I have a dream that one day this nation will rise up and live out the
true meaning of its creed: We hold these truths to be self-evident that
all men are created equal.
I have a dream that one day on the red hills of Georgia the sons of
former slaves and the sons of former slave owners will be able to sit
down together at the table of brotherhood.
....
And so let freedom ring -- from the prodigious hilltops of New
Hampshire.
Let freedom ring -- from the mighty mountains of New York.

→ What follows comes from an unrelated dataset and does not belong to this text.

PR #212, opened 2021-10-20
Remediate BRR-04C

### LINKED ISSUE #181: BRR-04C: Potential Indexing Optimization
## BRR-04C: Potential Indexing Optimization

| [Code Style](/appendix/finding-types#code-style) | <span class="o-severity o-informational">Informational</span> | [BosonRouter.sol:L48-L53](https://github.com/bosonprotocol/contracts/blob/817b6814e4e93939fe237c525107f23ad67ce2da/contracts/BosonRouter.sol#L48-L53) |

Let freedom ring -- from the heightening Alleghenies of
Pennsylvania.
Let freedom ring -- from the snow-capped Rockies of Colorado.
....
And when this happens, when we allow freedom to ring, when we let it
ring from every village and every hamlet, from every state and every
city, we will be able to speed up that day when all of God's children,
black men and white men, Jews and Gentiles, Protestants and Catholics,
will be able to join hands and sing in the words of the old Negro
spiritual,
"Free at last, free at last.
Thank God Almighty, we are free at last."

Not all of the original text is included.